## [Task]
For every line in the records below that holds "Where", make a copy.

Data for review: Begin

PR #1117, opened 2020-11-12
Valgrind ci

sreimers:


.github/workflows/valgrind.yml
```diff
@@ -0,0 +1,42 @@
...
+                            libgtk2.0-dev \
+                            libjack-jackd2-dev \
+                            libmpg123-dev \
+                            libopus-dev \
+                            libpulse-dev \
+                            libsndfile1-dev \
+                            libspandsp-dev \
+                            libssl-dev \
+                            libglib2.0-dev \
+                            valgrind
```
alfredh, line 25: selftest only depends on libbaresip and no modules.
perhaps some -dev packages can be skipped ?

.github/workflows/valgrind.yml
```diff
@@ -0,0 +1,42 @@
...
+    
+    - name: install aac
+      run: |
+        sudo apt-get install -y libfdk-aac-dev
```
alfredh, line 29: aac is probably not needed ..

alfredh:
thanks Sebastian, this is really awesome :)

PR #1119, opened 2020-11-12
modify event type and check if peeruri null 

nanguantong:
modify event type and check if peeruri null


src/ua.c
```diff
@@ -460,6 +462,7 @@ static void call_event_handler(struct call *call, enum call_event ev,
 			break;
 
 		case ANSWERMODE_MANUAL:
+		default:
```
alfredh, line 465: why is this needed ? answer module has 3 values that are all handled in this switch:

```c
enum answermode {
	ANSWERMODE_MANUAL = 0,
	ANSWERMODE_EARLY,
	ANSWERMODE_AUTO
};
```

PR #1504, opened 2021-06-20
attended transfer on menu

mbattista:
Here is a PR with the attended transfer in the menu module.

It worked for me with a Starface telephony system.

For two more points I need help (if they are needed)
1.) What should be the behavior if the telephony system does not support the replace header?
2.) Are there any more possibilities how a call can be ended, in which I need to clean the attended transfer in? As of now, I clean it when either person on the attended call hung up, or if the call is transferred.

### DIFF
--- a/modules/menu/dynamic_menu.c
+++ b/modules/menu/dynamic_menu.c
@@ -228,6 +228,52 @@ static int call_xfer(struct re_printf *pf, void *arg)
 }
 
 
+static int call_att_xfer(struct re_printf *pf, void *arg)
+{
+	struct menu *menu = menu_get();
+	struct call *call = uag_call_find(menu->callid);
+
+	if (menu->attended_callid) {
+		re_hprintf(pf, "attended transfer already in process\n");
+		return ENOENT;
+	} else {
+		if (!call_is_onhold(call)) {
+			re_hprintf(pf, "please hold your active call\n");
+			return ENOENT;
+		}
+		str_dup(&menu->attended_callid, menu->callid);
+		dial_handler(pf, arg);
+	}
+
+	return 0;
+}
+
+
+static int transfer_att_xfer(struct re_printf *pf, void *unused)
+{
+	struct menu *menu = menu_get();
+	struct call *call = uag_call_find(menu->callid);
+	struct call *attended_call;
+	(void)unused;
+
+	if (menu->attended_callid) {
+		attended_call = uag_call_find(menu->attended_callid);
+		if (!call_is_onhold(call)) {
+			re_hprintf(pf, "please hold your active call\n");
+			return ENOENT;
+		}
+		mem_deref(menu->attended_callid);
+		menu->attended_callid = NULL;
+		call_replace_transfer(attended_call, call);
+	} else {
+		re_hprintf(pf, "no attended to transfer call\n");
+		return ENOENT;
+	}
+
+	return 0;
+}
+
+
 static int call_video_debug(struct re_printf *pf, void *arg)
 {
 	const struct cmd_arg *carg = arg;
@@ -334,20 +380,22 @@ static int digit_handler(struct re_printf *pf, void *arg)
 /*Dynamic call menu*/
 static const struct cmd callcmdv[] = {
 
-{"aubitrate",    0,  CMD_PRM, "Set audio bitrate",    set_audio_bitrate    },
-{"audio_debug", 'A',       0, "Audio stream",         call_audio_debug     },
-{"callfind",     0,  CMD_PRM, "Find call <callid>",   cmd_find_call        },
-{"hold",        'x',       0, "Call hold",            cmd_call_hold        },
-{"line",        '@', CMD_PRM, "Set current call <line>", set_current_call  },
-{"mute",        'm',       0, "Call mute/un-mute",    call_mute            },
-{"reinvite",    'I',       0, "Send re-INVITE",       call_reinvite        },
-{"resume",      'X',       0, "Call resume",          cmd_call_resume      },
-{"sndcode",      0,  CMD_PRM, "Send Code",            send_code            },
-{"statmode",    'S',       0, "Statusmode toggle",    toggle_statmode      },
-{"transfer",    't', CMD_PRM, "Transfer call",        call_xfer            },
-{"video_debug", 'V',       0, "Video stream",         call_video_debug     },
-{"videodir",      0, CMD_PRM, "Set video direction",  set_video_dir        },
-{"medialdir",     0, CMD_PRM, "Set local media direction",  set_media_ldir },
+{"aubitrate",      0, CMD_PRM, "Set audio bitrate",        set_audio_bitrate },
+{"audio_debug",  'A',       0, "Audio stream",             call_audio_debug  },
+{"callfind",       0, CMD_PRM, "Find call <callid>",       cmd_find_call     },
+{"hold",         'x',       0, "Call hold",                cmd_call_hold     },
+{"line",         '@', CMD_PRM, "Set current call <line>",  set_current_call  },
+{"mute",         'm',       0, "Call mute/un-mute",        call_mute         },
+{"reinvite",     'I',       0, "Send re-INVITE",           call_reinvite     },
+{"resume",       'X',       0, "Call resume",              cmd_call_resume   },
+{"sndcode",        0, CMD_PRM, "Send Code",                send_code         },
+{"statmode",     'S',       0, "Statusmode toggle",        toggle_statmode   },
+{"transfer",     't', CMD_PRM, "Transfer call",            call_xfer         },
+{"att_transfer", 'T', CMD_PRM, "Attended call transfer",   call_att_xfer     },
+{"forw_transfer",'F',       0, "Forward attended call",    transfer_att_xfer },
+{"video_debug",  'V',       0, "Video stream",             call_video_debug  },
+{"videodir",       0, CMD_PRM, "Set video direction",      set_video_dir     },
+{"medialdir",      0, CMD_PRM, "Set local media direction", set_media_ldir   },
 
 /* Numeric keypad for DTMF events: */
 {NULL, '#',         0, NULL,                  digit_handler         },
--- a/modules/menu/dynamic_menu.c
+++ b/modules/menu/dynamic_menu.c
@@ -233,10 +233,10 @@ static int call_attended_xfer(struct re_printf *pf, void *arg)
 	const struct cmd_arg *carg = arg;
 	struct call *call = menu_callcur();
 	struct call *attended_call;
-	struct pl callid = PL_INIT;
-	struct pl attended_callid = PL_INIT;
-	char attended_call_string[140], call_string[140];
+	struct pl topl = PL_INIT, frompl = PL_INIT;
+	char *to, *from;
 	bool ok = false;
+	int err;
 
 	const char *usage = "usage: /transfercall"
 			" from=<from-id>"
@@ -245,43 +245,43 @@ static int call_attended_xfer(struct re_printf *pf, void *arg)
 
 	(void)pf;
 
-	ok |= 0 == menu_param_decode(carg->prm, "from", &attended_callid);
-	ok |= 0 == menu_param_decode(carg->prm, "to", &callid);
+	ok |= 0 == menu_param_decode(carg->prm, "from", &frompl);
+	ok |= 0 == menu_param_decode(carg->prm, "to", &topl);
 	if (!ok) {
 		ok = 0 == re_regex(carg->prm, str_len(carg->prm),
-			"[^ ]*[ \t\r\n]*[^ ]*", &attended_callid, NULL,
-								&callid);
+			"[^ ]*[ \t\r\n]*[^ ]*", &frompl, NULL, &topl);
 	}
 
 	if (!ok) {
 		(void) re_hprintf(pf, "%s\n", usage);
 		return EINVAL;
 	}
-	pl_strcpy(&attended_callid, attended_call_string,
-					sizeof(attended_call_string));
+	pl_strdup(&from, &frompl);
 
-	if (callid.l > 1) {
-		pl_strcpy(&callid, call_string, sizeof(call_string));
-		call = uag_call_find(call_string);
+	if (pl_isset(&topl)) {
+		pl_strdup(&to, &topl);
+		call = uag_call_find(to);
 		if (!call) {
-			warning("no call with call-id %s found\n",
-							call_string);
+			warning("menu: no call with call-id %s found\n", to);
 		}
 	}
 
 	if (!call_is_onhold(call)) {
-		warning("please hold your active call\n");
+		warning("menu: please hold call %s\n", call_id(call));
 		return ENOENT;
 	}
 
-	attended_call = uag_call_find(attended_call_string);
+	attended_call = uag_call_find(from);
 	if (!attended_call) {
-		warning("no call with call-id %s found\n",
-						attended_call_string);
+		warning("menu: no call with call-id %s found\n", from);
 		return ENOENT;
 	}
 
-	return call_replace_transfer(attended_call, call);
+	err = call_replace_transfer(attended_call, call);
+
+	mem_deref(from);
+	mem_deref(to);
+	return err;
 }
 
 
@@ -402,7 +402,7 @@ static const struct cmd callcmdv[] = {
 {"sndcode",      0,  CMD_PRM, "Send Code",            send_code            },
 {"statmode",    'S',       0, "Statusmode toggle",    toggle_statmode      },
 {"transfer",    't', CMD_PRM, "Transfer call",        call_xfer            },
-{"transfercall", 'T', CMD_PRM, "Transfers <call-id> to ative call",
+{"transferatt", 'T', CMD_PRM, "Transfers <call-id> to ative call",
 						      call_attended_xfer   },
 {"video_debug", 'V',       0, "Video stream",         call_video_debug     },
 {"videodir",      0, CMD_PRM, "Set video direction",  set_video_dir        },
--- a/modules/menu/dynamic_menu.c
+++ b/modules/menu/dynamic_menu.c
@@ -228,51 +228,60 @@ static int call_xfer(struct re_printf *pf, void *arg)
 }
 
 
-static int call_att_xfer(struct re_printf *pf, void *arg)
+static int call_attended_xfer(struct re_printf *pf, void *arg)
 {
-	struct menu *menu = menu_get();
-	struct call *call = uag_call_find(menu->callid);
-
-	if (menu->attended_callid) {
-		re_hprintf(pf, "attended transfer already in process\n");
-		return ENOENT;
-	}
-	else {
-		if (!call_is_onhold(call)) {
-			re_hprintf(pf, "please hold your active call\n");
-			return ENOENT;
-		}
-		str_dup(&menu->attended_callid, menu->callid);
-		dial_handler(pf, arg);
-	}
-
-	return 0;
-}
-
-
-static int transfer_att_xfer(struct re_printf *pf, void *unused)
-{
-	struct menu *menu = menu_get();
-	struct call *call = uag_call_find(menu->callid);
+	const struct cmd_arg *carg = arg;
+	struct call *call = menu_callcur();
 	struct call *attended_call;
-	(void)unused;
+	struct pl callid = PL_INIT;
+	struct pl attended_callid = PL_INIT;
+	char attended_call_string[140], call_string[140];
+	bool ok = false;
 
-	if (menu->attended_callid) {
-		attended_call = uag_call_find(menu->attended_callid);
-		if (!call_is_onhold(call)) {
-			re_hprintf(pf, "please hold your active call\n");
-			return ENOENT;
-		}
-		mem_deref(menu->attended_callid);
-		menu->attended_callid = NULL;
-		call_replace_transfer(attended_call, call);
+	const char *usage = "usage: /transfercall"
+			" from=<from-id>"
+			" [to=to-id]\n"
+			"/transfercall <from-id> [to-id]\n";
+
+	(void)pf;
+
+	ok |= 0 == menu_param_decode(carg->prm, "from", &attended_callid);
+	ok |= 0 == menu_param_decode(carg->prm, "to", &callid);
+	if (!ok) {
+		ok = 0 == re_regex(carg->prm, str_len(carg->prm),
+			"[^ ]*[ \t\r\n]*[^ ]*", &attended_callid, NULL,
+								&callid);
 	}
-	else {
-		re_hprintf(pf, "no attended to transfer call\n");
+
+	if (!ok) {
+		(void) re_hprintf(pf, "%s\n", usage);
+		return EINVAL;
+	}
+	pl_strcpy(&attended_callid, attended_call_string,
+					sizeof(attended_call_string));
+
+	if (callid.l > 1) {
+		pl_strcpy(&callid, call_string, sizeof(call_string));
+		call = uag_call_find(call_string);
+		if (!call) {
+			warning("no call with call-id %s found\n",
+							call_string);
+		}
+	}
+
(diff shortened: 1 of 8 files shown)


juha-h:
mbattista writes:

> For two more points I need help (if they are needed)

> 1.) What should be the behavior if the telephony system does not
> support the replace header?

From RFC 5589:

   The Transferor knows that both the Transferee and the Transfer Target
   support the Replaces header from the Supported: replaces header
   contained in the 200 OK responses from both.

My understanding of this is that if replaces is not supported, the
transferor cannot do this kind of attended transfer.

mbattista:
juha-h writes:
> My understanding of this is that if replaces is not supported, the transferor cannot do this kind of attended transfer.

This is my understanding as well. So I should check the `Supported` header in both calls before finalizing the transfer?
If so, there are more questions on my part.
3.) Where can I find the `Supported` header? Is it in the custom headers of the call?
4.) How should the notice look like if the `replace` header is not supported? _Attended transfer is not supported. Please use the normal transfer_?
5.) Should there be an option to overrule the `Supported` header? Like a force_attended_transfer, if someone knows that it works, but knows that sometimes the header is missing?

juha-h:
mbattista writes:

> This is my understanding as well. So I should check the `Supported`
> header in both calls before finalizing the transfer?

Yes.

> If so, there are more questions on my part.
> 3.) Where can I find the `Supported` header? Is it in the custom
> headers of the call?

I haven't tried, but looks like sip_msg_hdr() API call gives you access
to SIP message headers.

> 4.) How should the notice look like if the `replace` header is not
> supported? _Attended transfer is not supported. Please use the normal
> transfer_?

> 5.) Should there be an option to overrule the `Supported` header? Like a force_attended_transfer, if someone knows that it works, but knows that sometimes the header is missing?

I don't like the idea of trying to fix in baresip bugs that other SIP
UAs have.

modules/menu/dynamic_menu.c
```diff
@@ -334,20 +382,22 @@ static int digit_handler(struct re_printf *pf, void *arg)
...
+{"hold",         'x',       0, "Call hold",                cmd_call_hold     },
+{"line",         '@', CMD_PRM, "Set current call <line>",  set_current_call  },
+{"mute",         'm',       0, "Call mute/un-mute",        call_mute         },
+{"reinvite",     'I',       0, "Send re-INVITE",           call_reinvite     },
+{"resume",       'X',       0, "Call resume",              cmd_call_resume   },
+{"sndcode",        0, CMD_PRM, "Send Code",                send_code         },
+{"statmode",     'S',       0, "Statusmode toggle",        toggle_statmode   },
+{"transfer",     't', CMD_PRM, "Transfer call",            call_xfer         },
+{"att_transfer", 'T', CMD_PRM, "Attended call transfer",   call_att_xfer     },
+{"forw_transfer",'F',       0, "Forward attended call",    transfer_att_xfer },
```
cspiel1, line 397: - Pls no underline symbols in command names!
- A lot of unrelated changed lines.

modules/menu/menu.c
```diff
@@ -604,6 +604,8 @@ static void ua_event_handler(struct ua *ua, enum ua_event ev,
 		}
 
 		if (!str_cmp(call_id(call), menu.callid)) {
+			mem_deref(menu.attended_callid);
+			menu.attended_callid = NULL;
```
cspiel1, line 608: You can write:
```
menu.attended_callid = mem_deref(menu.attended_callid);
```
And it is displaced here.

modules/menu/dynamic_menu.c
```diff
@@ -228,6 +228,54 @@ static int call_xfer(struct re_printf *pf, void *arg)
 }
 
 
+static int call_att_xfer(struct re_printf *pf, void *arg)
+{
+	struct menu *menu = menu_get();
+	struct call *call = uag_call_find(menu->callid);
+
+	if (menu->attended_callid) {
+		re_hprintf(pf, "attended transfer already in process\n");
```
cspiel1, line 237: Use `warning()` if you return an error code.

modules/menu/menu.c
mbattista: Thanks for the reminder with `mem_deref`.

Can you elaborate why you think it is displaced?
If you are in the progress of transferring a call and the other side of your active call hung up, you are no longer in the progress of transferring a call.

modules/menu/dynamic_menu.c
```diff
@@ -228,6 +228,54 @@ static int call_xfer(struct re_printf *pf, void *arg)
...
+		return ENOENT;
+	}
+	else {
+		if (!call_is_onhold(call)) {
+			re_hprintf(pf, "please hold your active call\n");
+			return ENOENT;
+		}
+		str_dup(&menu->attended_callid, menu->callid);
+		dial_handler(pf, arg);
```
cspiel1, line 246: The function `dial_handler()` is very high-level. And it should not be used from `dynamic_menu.c`.

The command `att_transfer` resp. function `call_att_xfer` should be put to static_menu.c. But is it really needed? Further, do we really need variable `attended_callid`? It would be also possible that the user specifies the `callid` for the `attended_call` in function `transfer_att_xfer()`.

So the attended transfer could start by calling command `dial`. Then baresip prints/returns the call-id (see UA events!).
Then user calls `forw_transfer` with the call-id.

mbattista: So change the workflow to
- put active call on hold
- start a new call via dial
- transfer the calls with a call-id parameter

I wanted to keep it simple for the user but I am open for changes.

modules/menu/dynamic_menu.c
mbattista: I thought it is fine since there is `video_debug` and `audio_debug` already. Will remove them.

modules/menu/dynamic_menu.c
cspiel1: We have two options for the second call.
- Full flexibility by using command `dial` or `dialdir` from static_menu.c
   - This approach needs less changes.
   - All features for an outgoing call like selecting audio/video dir, SIP auto answer. But maybe this is not needed for an attended transfer and only confusing.
- Your `call_att_xfer` in dynamic_menu.c would allow more control for this use-case.
   - I agree that this should stay in the dynamic_menu.c, because another call (the first call) has to be present already.
   - This function should not use `dial_handler`.
   - Select of the current call is ok. But an optional argument `[callid=id]` would be advantageous.
   - The ua is then `call_ua(call)`.
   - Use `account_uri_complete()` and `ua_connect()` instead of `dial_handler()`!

Data for review: End

## [Exercise output]
3.) Where can I find the `Supported` header? Is it in the custom headers of the call?
> 3.) Where can I find the `Supported` header? Is it in the custom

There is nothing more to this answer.